But if we consider the electric fields and potentials produced by these charges, things become a lot simpler. Large scale constraints that follow from the properties of a system can control where all those charges go and produce a simple result. For example, if we put some charge on an object that can conduct electricity (charges can move freely on it), then for a static (charges are not moving) situation, we can easily show that the entire body of the conductor must all have the same electrostatic potential. This constrains what the electric field near the surface must be near the surface (it must be perpendicular to the surface) and relates the magnitude of that field to the magnitude of the charge density on this surface of the conductor.* So even though we can't typically count or even see individual charges on an object, if we can measure electric fields (or, equivalently, electrostatic potentials), we can infer a lot about how much charge we have and where it is.
The way that charges distribute themselves on a conductor has a lot to do with the shape of the conductor. When we put charge on a conductor, the charge will move around until it reaches the state with the lowest free energy. When that happens, there will be potential differences created. The way those potential differences are related to the charges that create them is called the capacitance.

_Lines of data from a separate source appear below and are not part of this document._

Issue #39, opened 2018-07-20
Tidy up Workshop page


jnewbery:
I think we can tidy up the workshops page https://bitcoinops.org/workshops/.

Suggestions:
- start with a more general introduction on our workshops, and then have summary details of the SF workshop below
- emphasize that the workshops are Chatham House rules to encourage open and candid conversations, but that general findings may be published and fed back to the open source community (we've already had two requests to info@ asking for recordings/streamings, which is a reasonable request. It'd be helpful to explain our reasoning for not offering those).
- add a call to action.
    - companies to be involved
    - companies to host
    - open source developers to attend (or perhaps speak if we change the format)
    - suggestions for locations/topics

PR #1675, opened 2024-05-16
Newsletter-39: translate into Chinese

bittomhan:


bittomhan:
I noticed that there is an inserted file. Currently, under "bech32," there is only English. Can I directly create the path and file "bech32/zh/02-stats.md"?

bittomhan:
> > I noticed that there is an inserted file. Currently, under "bech32," there is only English. Can I directly create the path and file "bech32/zh/02-stats.md"?
> 
> @bittomhan
> 
> Yes, this is part of the series on bech32 (see english version here: https://bitcoinops.org/en/bech32-sending-support/)
> 
> You can see a similar setup with the _includes/specials/policy/zh/ we did more recently. However, I am seeing that when we did the bech32 special, we did not internationalize it in the /en/ folder. That said you may be able to put the zh series in a _includes/specials/bech32/zh/ folder and reference it from the newsletters (and blog) accordingly. Feel free to give that a try as I am on the road and wont be able to assist for the next week or so.

I attempted to create the Chinese translation for the Bech32 related content in the `_includes/specials/bech32/zh/` path and it has passed the tests.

For example, suppose we take a conducting sphere of radius R and put a charge, Q on it. Since the particles of which the charge is made up are of the same sign, they will repel and try to get as far apart as possible. As a result, the will all go to the surface of the sphere and spread out as uniformly as possible. We know from our discussion of spherical charges (A simple electric model: a sphere of charge) that the electric field outside the charge will be the same as for a point charge: E = kCQ/r2. This means that the electric potential at the surface of the conductor (taking the potential at infinity to be 0) will be V = kCQ/R. So the potential of the conductor is proportional to the charge on it. We write:
ΔV = CQ
where C is defined as the capacitance of the object. For the case of a single sphere compared to infinity, C = kC/R. We put in the delta to emphasize that we are describing a difference in potentials. For the conducting sphere, the difference is the potential at the surface of the sphere compared to the potential at infinity, but since we can take the potential at infinity to be 0, here it doesn't matter. In most cases, the "Δ" will be very important!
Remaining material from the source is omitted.